▶ [WHAT IS BEING ASKED]: Write out the data exactly from its first line onward, ending with the line in which "the starter template." appears.

▶ [Collected data]:

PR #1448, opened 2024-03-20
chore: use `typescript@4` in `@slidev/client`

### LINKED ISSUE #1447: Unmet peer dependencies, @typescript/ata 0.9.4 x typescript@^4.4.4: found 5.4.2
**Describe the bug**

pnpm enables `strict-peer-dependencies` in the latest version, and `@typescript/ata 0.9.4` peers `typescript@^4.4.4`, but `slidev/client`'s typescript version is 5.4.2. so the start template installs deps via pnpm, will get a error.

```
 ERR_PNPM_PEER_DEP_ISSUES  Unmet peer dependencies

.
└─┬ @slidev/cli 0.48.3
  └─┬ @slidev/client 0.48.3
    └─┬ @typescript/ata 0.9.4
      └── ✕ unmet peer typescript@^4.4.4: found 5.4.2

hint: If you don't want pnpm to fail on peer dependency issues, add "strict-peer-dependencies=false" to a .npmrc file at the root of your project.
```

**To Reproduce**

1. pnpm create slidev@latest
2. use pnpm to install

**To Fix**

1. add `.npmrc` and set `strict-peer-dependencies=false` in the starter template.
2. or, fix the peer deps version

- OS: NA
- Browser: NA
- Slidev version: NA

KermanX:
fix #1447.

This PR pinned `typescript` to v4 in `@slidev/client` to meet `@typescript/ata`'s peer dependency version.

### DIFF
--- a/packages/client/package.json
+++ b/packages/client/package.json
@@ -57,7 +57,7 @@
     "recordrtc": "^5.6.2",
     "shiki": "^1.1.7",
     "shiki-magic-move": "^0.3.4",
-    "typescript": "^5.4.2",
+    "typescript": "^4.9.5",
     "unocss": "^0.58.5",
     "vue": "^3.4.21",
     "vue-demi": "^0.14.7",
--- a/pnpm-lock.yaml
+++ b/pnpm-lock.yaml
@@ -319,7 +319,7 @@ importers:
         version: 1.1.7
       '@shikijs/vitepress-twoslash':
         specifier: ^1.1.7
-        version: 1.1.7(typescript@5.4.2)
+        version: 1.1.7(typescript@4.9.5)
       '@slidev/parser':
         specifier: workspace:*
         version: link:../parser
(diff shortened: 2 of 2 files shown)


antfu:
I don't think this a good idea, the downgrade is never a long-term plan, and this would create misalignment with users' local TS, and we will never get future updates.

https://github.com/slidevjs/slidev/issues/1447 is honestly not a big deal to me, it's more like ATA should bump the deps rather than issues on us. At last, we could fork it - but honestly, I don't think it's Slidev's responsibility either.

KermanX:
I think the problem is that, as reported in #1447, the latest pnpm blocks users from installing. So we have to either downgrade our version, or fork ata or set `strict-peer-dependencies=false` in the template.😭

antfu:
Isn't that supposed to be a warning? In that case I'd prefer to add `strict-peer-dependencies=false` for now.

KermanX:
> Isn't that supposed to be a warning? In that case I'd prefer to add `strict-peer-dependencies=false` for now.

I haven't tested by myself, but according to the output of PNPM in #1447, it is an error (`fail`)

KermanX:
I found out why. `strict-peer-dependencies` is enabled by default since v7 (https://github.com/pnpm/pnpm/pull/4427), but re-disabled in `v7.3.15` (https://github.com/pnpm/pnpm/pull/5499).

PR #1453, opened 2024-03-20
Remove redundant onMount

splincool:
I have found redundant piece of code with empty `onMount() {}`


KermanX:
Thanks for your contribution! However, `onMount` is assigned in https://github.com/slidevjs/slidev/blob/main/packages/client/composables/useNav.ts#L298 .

▶ [TASK ANSWER]:
PR #1448, opened 2024-03-20
chore: use `typescript@4` in `@slidev/client`

### LINKED ISSUE #1447: Unmet peer dependencies, @typescript/ata 0.9.4 x typescript@^4.4.4: found 5.4.2
**Describe the bug**

pnpm enables `strict-peer-dependencies` in the latest version, and `@typescript/ata 0.9.4` peers `typescript@^4.4.4`, but `slidev/client`'s typescript version is 5.4.2. so the start template installs deps via pnpm, will get a error.

```
 ERR_PNPM_PEER_DEP_ISSUES  Unmet peer dependencies

.
└─┬ @slidev/cli 0.48.3
  └─┬ @slidev/client 0.48.3
    └─┬ @typescript/ata 0.9.4
      └── ✕ unmet peer typescript@^4.4.4: found 5.4.2

hint: If you don't want pnpm to fail on peer dependency issues, add "strict-peer-dependencies=false" to a .npmrc file at the root of your project.
```

**To Reproduce**

1. pnpm create slidev@latest
2. use pnpm to install

**To Fix**

1. add `.npmrc` and set `strict-peer-dependencies=false` in the starter template.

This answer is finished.